- **Problem details**: Within the data below, count the lines that include "microfrontend" and give only the count.

- **Input data**:

PR #6295, opened 2026-01-21
Make sure that widgets don't crash the app when server is removed

TimoPtr:
## Summary

There was some leftover missing some catching for the widget. I did add all the widget on my phone and then remove the server and see what happens and found some missing logic.

## Checklist

### DIFF
--- a/app/src/main/kotlin/io/homeassistant/companion/android/widgets/todo/TodoWidgetStateUpdater.kt
+++ b/app/src/main/kotlin/io/homeassistant/companion/android/widgets/todo/TodoWidgetStateUpdater.kt
@@ -49,6 +49,11 @@ internal class TodoWidgetStateUpdater @Inject constructor(
     }
 
     private suspend fun getAndSubscribeEntityUpdates(serverId: Int, listEntityId: String): Flow<Entity?>? {
+        if (serverManager.getServer(serverId) == null) {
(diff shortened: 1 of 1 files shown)


app/src/main/kotlin/io/homeassistant/companion/android/widgets/todo/TodoWidgetStateUpdater.kt
```diff
@@ -100,22 +100,27 @@ internal class TodoWidgetStateUpdater @Inject constructor(
...
-                            entityName = entity.friendlyName,
-                            todos = todos,
-                        ),
-                    )
-                    TodoStateWithData.from(todoEntity, entity, todos)
-                } ?: flowOf(TodoStateWithData.from(todoEntity))
+                if (serverManager.getServer(serverId) == null) {
+                    Timber.w("Server has been removed and the widget needs to be reconfigured")
+                    flowOf(TodoStateWithData.from(todoEntity))
+                } else {
```
jpelgrom: Why not move this inside `getAndSubscribeEntityUpdates` (as the first line: if server is null return null)? That already can return `null`, keep the code simpler here.

TimoPtr: Good catch

PR #6296, opened 2026-01-21
Disable edge to edge for the Webview

TimoPtr:
## Summary

We are not able yet to properly decided of the mode applied to the statusbar we need the frontend to tell us to use light or dark mode depending on the page rendered. Otherwise we might not see the icon and hour on the status bar as reported in #6270.

@jpelgrom tried to address it in https://github.com/home-assistant/android/pull/6292 but this approach is only fixing the issue on some page and the frontend could break this at any moment. The best would be a message in the externalBus from the frontend.

## Checklist

### DIFF
--- a/app/src/main/kotlin/io/homeassistant/companion/android/webview/WebViewPresenterImpl.kt
+++ b/app/src/main/kotlin/io/homeassistant/companion/android/webview/WebViewPresenterImpl.kt
@@ -226,7 +226,7 @@ class WebViewPresenterImpl @Inject constructor(
                         url = urlWithAuth,
                         keepHistory = !isNewServer,
                         openInApp = it.baseIsEqual(baseUrl),
-                        // We need the frontend to notify us of the mode to use for the status bar https://github.com/home-assistant/android/issues/6270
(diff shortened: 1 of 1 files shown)


jpelgrom:
> The best would be a message in the externalBus from the frontend.

I'm in favor of a 'proper' solution, but is there a related frontend issue other than the main insets one to properly track it (which does not yet mention this) / did you use your OHF powers to ask a frontend dev to work on this ;) ?

TimoPtr:
> did you use your OHF powers to ask a frontend dev to work on this 

Yes I did, we are discussing how to achieve it, I don't know when it is going to be done. I need to create an issue on the frontend (I might do it tomorrow)

jpelgrom:
I did find home-assistant/frontend#29111 which should at least make it easier to use one color all the time (with default theme)

jpelgrom:
> I need to create an issue on the frontend (I might do it tomorrow)

In that case I think it's better to link to that issue in your comment. Otherwise OK to merge, I'll close my PR after.

PR #6312, opened 2026-01-22
Implement microwakeword detection

TimoPtr:
## Summary

Inspired from ESPHome [implementation](https://github.com/esphome/esphome/tree/4ac7fe84b41fe383d681339e900228b0817a6e98/esphome/components/micro_wake_word) and  from the great work from @brownard in https://github.com/brownard/Ava. 

I've rework the C++ part to not duplicate the source in our codebase and tweak the JNI to have a clearer separation of concern.

The Kotlin part has been generated with the help of Claude. For now it's only accessible through the DevPlaygound in debug. 

We should not merge this in main until we have a proper plan on how to enable/disable this.

I've added a small instrumentation test that is going to be helpful verify that bumping NDK won't break the version we target.

I've enabled the compiler optimization also in debug since we want debug to behave the same as release in our case and the native code is small.

## Checklist


TimoPtr:
@brownard I want to thank you again for your project that speed up a lot this first implementation on the official companion app. If you want to take a look or even contribute you are more than welcome. 

By being in the companion app, the authentication is already handle and we could also expose some commands to start/stop listening to save battery.

brownard:
I'm glad my work has been useful. Ultimately the companion app is the best place for this so it's great that it's been picked up here.

synesthesiam:
Looks good as a first pass! I would suggest at some point loading the settings for each wake word model from their respective config files, e.g. https://github.com/OHF-Voice/micro-wake-word/releases/download/okay_nabu_20241226.3/okay_nabu.json

You may also wake to include options for adjust the wake word sensitivity: https://github.com/esphome/home-assistant-voice-pe/blob/a379b8c5c1a35eeebc8f9925c19aab68743517a4/home-assistant-voice.yaml#L1775

jpelgrom:
Nice to see how the local wake word work pays off, so much cleaner than when I worked on this back when Assist was new.

What's the idea behind the `microfrontend` name? 'Frontend' suggest the HA frontend user interface to me which is unrelated.

Should the service ignore input while AssistActivity is listening?

If you're going ahead with this setup, don't forget to update dev docs to indicate you need to install CMake for building (at least it didn't do so automatically for me on Windows - after that building worked fine!).

gradle/libs.versions.toml
```diff
@@ -6,6 +6,7 @@ accompanist = "0.37.3"
 activity-compose = "1.12.2"
 androidBeaconLibrary = "2.21.2"
 androidGradlePlugin = "8.13.2"
+andrdoiNdk = "29.0.14206865"
```
jpelgrom:
```suggestion
androidNdk = "29.0.14206865"
```

microfrontend/build.gradle.kts
```diff
@@ -0,0 +1,35 @@
+plugins {
+    alias(libs.plugins.android.library)
+    alias(libs.plugins.homeassistant.android.common)
+}
+
+android {
+    namespace = "io.homeassistant.companion.android.microfrontend"
+    ndkVersion = libs.versions.andrdoiNdk.get()
```
jpelgrom:
```suggestion
    ndkVersion = libs.versions.androidNdk.get()
```

settings.gradle.kts
jpelgrom, line 1: Version generation code commented out in this file, why?

TimoPtr:
> What's the idea behind the microfrontend name? 'Frontend' suggest the HA frontend user interface to me which is unrelated.

It's the name of the TFlite lib we use https://github.com/tensorflow/tflite-micro/tree/main/tensorflow/lite/experimental/microfrontend.

> Should the service ignore input while AssistActivity is listening?

From my initial test it seems that the OS is simply stop feeding our service when something on top is asking to the mic. I tried for instance with taking a video and it did not trigger the wake word detection.

settings.gradle.kts
TimoPtr: 🤦🏻 I need to provide a fix to our setup because when you are in a git worktree this piece of code prevent the app to sync. Let me do it know otherwise I'm going to keep commit this again and again by mistake.

jpelgrom: Handled in #6331

TimoPtr:
Merging this would have an impact on the size of the app without adding anything since the feature is only available through the DevPlayground, but the following PR will expose the feature properly from the settings.

TimoPtr:
> Looks good as a first pass! I would suggest at some point loading the settings for each wake word model from their respective config files, e.g. https://github.com/OHF-Voice/micro-wake-word/releases/download/okay_nabu_20241226.3/okay_nabu.json

@synesthesiam done, for the second part I'm going to do it in another PR. Feel free to look at the code again it is in a mergeable state.

Same for @brownard if you want to double check. Following PR will add the UI to enable the detection.

app/src/androidTest/kotlin/io/homeassistant/companion/android/assist/wakeword/MicroWakeWordModelTest.kt
```diff
@@ -0,0 +1,106 @@
...
+class MicroWakeWordModelTest {
+
+    private val appContext: Context
+        get() = InstrumentationRegistry.getInstrumentation().targetContext
+
+    /**
+     * Initializes TfLite and returns true if successful.
+     * Returns false if initialization fails (e.g., full flavor without GMS).
+     */
+    private suspend fun tryInitializeTfLite(): Boolean {
```
jpelgrom, line 25: Any specific reason not to use given/when/then here?

app/src/main/kotlin/io/homeassistant/companion/android/assist/service/AssistVoiceInteractionService.kt
```diff
@@ -0,0 +1,274 @@
...
+import kotlin.time.Instant
+import kotlinx.coroutines.CoroutineScope
+import kotlinx.coroutines.Dispatchers
+import kotlinx.coroutines.SupervisorJob
+import kotlinx.coroutines.cancel
+import kotlinx.coroutines.launch
+import timber.log.Timber
+
+/**
+ * Voice interaction service that allows the app to function as the system's default assistant.
```
jpelgrom: The app can also be the default assistant without this service.

```suggestion
 * Voice interaction service used when the app is set as the system's default assistant.
```

app/src/main/kotlin/io/homeassistant/companion/android/assist/service/AssistVoiceInteractionService.kt
```diff
@@ -0,0 +1,274 @@
...
+        serviceScope.launch {
+            val model = loadWakeWordModel()
+            wakeWordListener.start(this, model)
+        }
+    }
+
+    private suspend fun loadWakeWordModel(): MicroWakeWordModelConfig {
+        // TODO: Allow user to select which wake word model to use
+        // TODO: Allow user to set sensibility https://github.com/esphome/home-assistant-voice-pe/blob/a379b8c5c1a35eeebc8f9925c19aab68743517a4/home-assistant-voice.yaml#L1775
+        // TODO: When to start/stop listening
```
jpelgrom, line 103: Do you want to merge with TODOs or create issues / keep this feature only for debug (if only for debug it needs a check here)?

app/src/main/kotlin/io/homeassistant/companion/android/assist/wakeword/MicroWakeWord.kt
```diff
@@ -0,0 +1,237 @@
...
+        private const val OUTPUT_SCALE = 0.00390625f
+
+        // Expected tensor shapes: [batch, stride, features] and [batch, probability]
+        private val EXPECTED_INPUT_SHAPE = intArrayOf(1, 3, 40)
+        private val EXPECTED_OUTPUT_SHAPE = intArrayOf(1, 1)
+
+        /**
+         * Create a new MicroWakeWord instance.
+         *
+         * This is a suspend function to allow cancellation during model loading.
```
jpelgrom: You don't check for cancellation anywhere in this function or the function it calls though, so it won't actually cancel early.

common/src/main/res/values/strings.xml
```diff
@@ -1193,6 +1193,10 @@
     <string name="assist_shortcut">Assist shortcut</string>
     <string name="assist_start_listening">Start listening</string>
     <string name="assist_stop_listening">Stop listening</string>
+    <string name="assist_listening_title">Listening for activation</string>
```
jpelgrom: Everyone is going to call this wake word, why make it more complicated?

```suggestion
    <string name="assist_listening_title">Listening for wake word</string>
```

common/src/main/res/values/strings.xml
```diff
@@ -1193,6 +1193,10 @@
...
+    <string name="assist_listening_wakeword">Say \"%s\" to activate Assist</string>
+    <string name="assist_listening_channel">Assist activation</string>
```
```suggestion
    <string name="assist_listening_channel">Assist wake word</string>
```

jpelgrom (commented):
There are debug log statement for almost all override functions, we probably want to reduce that.

For C++ code with source in ESPHome/OHF-Voice: how are we going to keep those updated when changes are made?

app/src/main/kotlin/io/homeassistant/companion/android/assist/service/AssistVoiceInteractionService.kt
TimoPtr: To make it easier this time I would like to go with merging those, especially because I've addressed most of them already in the follow up PR and removed it there.

app/src/androidTest/kotlin/io/homeassistant/companion/android/assist/wakeword/MicroWakeWordModelTest.kt
TimoPtr: To be fair it is lazyness because we can't use sentence in names of test function in Instrumentation tests.

TimoPtr:
> There are debug log statement for almost all override functions, we probably want to reduce that.
> 
> For C++ code with source in ESPHome/OHF-Voice: how are we going to keep those updated when changes are made?

The C++ code within the repo is a very thin layer on top of TFLite micro code that's why compare to AVA I've decided to not embedded the source but instead download it.

The part that we might need actually to keep in sync is the small Kotlin layer that calls TF and the microfrontend, that kinda act as an orchestrator. Unfortunately at the moment we need to do this manually. This is already the case also for other projects like the linux micro wake word. Ultimately this layer is quite small and should be easy to maintain. The most complicated part is the model itself where we do use TF.

I'll do some cleanup in the logs 👍🏻 it was very useful to debug.

app/src/main/kotlin/io/homeassistant/companion/android/assist/wakeword/MicroWakeWord.kt
TimoPtr: I removed the mention but we do check `ensureActive()` after we loaded the models and before creating the Interpreter.

TimoPtr:
In the end after running the detection I think the logs are still relevant, especially in the early stage of this feature. I don't log anything in the hot-path so it's not spamming the logs IMO.

app/src/androidTest/kotlin/io/homeassistant/companion/android/assist/wakeword/MicroWakeWordModelTest.kt
jpelgrom: OK for instrumentation, but let's try to stick to it in other places as I've started liking it :)

TimoPtr: Fully agreed ! These tests are kinda special in a way and super expensive to run so let's keep them to the minimum

app/src/main/kotlin/io/homeassistant/companion/android/assist/service/AssistVoiceInteractionService.kt
```diff
@@ -0,0 +1,274 @@
...
+    override fun onStartCommand(intent: Intent?, flags: Int, startId: Int): Int {
+        when (intent?.action) {
+            ACTION_START_LISTENING -> startListening()
+            ACTION_STOP_LISTENING -> stopListening()
+        }
+        return super.onStartCommand(intent, flags, startId)
+    }
+
+    companion object {
+        private const val CHANNEL_ID = "assist_listening"
```
jpelgrom: This should be listed in AppNotifChannels.kt in common instead for consistency and because of the notifications channels UI in the app that uses the list in that file.

build-logic/convention/src/main/kotlin/AndroidApplicationDependenciesConventionPlugin.kt
```diff
@@ -26,6 +26,7 @@ class AndroidApplicationDependenciesConventionPlugin : Plugin<Project> {
             extensions.getByType<ApplicationExtension>().apply {
                 dependencies {
                     "implementation"(project(":common"))
+                    "implementation"(project(":microfrontend"))
```
jpelgrom, line 29: You aren't adding the service in the manifest for Automotive, which is what makes the service work consistently. Shouldn't this be in the `app` module specific dependencies instead?

TimoPtr: I think I want the service in automotive to test how it behaves no?

TimoPtr: Could you tell or create an issue about why we don't have assist offered as default in automotive?

TimoPtr:
> Testing showed that while it is possible to manually start the service, this won't work when not set as the default assistant app in the background.

Indeed in the next PR I've disabled the toggle when not set as default in the settings.

TimoPtr:
> Nice to see how the local wake word work pays off, so much cleaner than when I worked on this back when Assist was new.
> 
> What's the idea behind the `microfrontend` name? 'Frontend' suggest the HA frontend user interface to me which is unrelated.
> 
> Should the service ignore input while AssistActivity is listening?
> 
> If you're going ahead with this setup, don't forget to update dev docs to indicate you need to install CMake for building (at least it didn't do so automatically for me on Windows - after that building worked fine!).

Doc updated https://github.com/home-assistant/developers.home-assistant/pull/2946

build-logic/convention/src/main/kotlin/AndroidApplicationDependenciesConventionPlugin.kt
TimoPtr: https://source.android.com/docs/automotive/voice/voice_interaction_guide/app_development It seems we might need another kind of service for automotive but it doesn't seems impossible.

TimoPtr: if I move this in app only then I need to move the code in a module that is not added to automotive. I would like to avoid this for this iteration.

jpelgrom: > Could you tell or create an issue about why we don't have assist offered as default in automotive?

The Automotive build is distributed to a couple of car manufacturers, and their reviews started asking for specific UI customizations and behaviors we had to implement to pass their policy.  At the same time Assist simply isn't optimized for hands-free usage (like a button to trigger answer/response, and always voice only responses), so with the limited resources we have we decided to remove it in #4965, [discussion directly leading up to it](https://discord.com/channels/330944238910963714/1213146231916724344/1326612235639849003).

I also think but am not 100% sure I remember correctly that assistant apps with a voice service on Automotive need a more general voice recognition service? Step 6 from your URL sounds like it.

(Personally I also don't see why you'd want HA as your only digital assistant app in a car.)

- **Completed task**: 8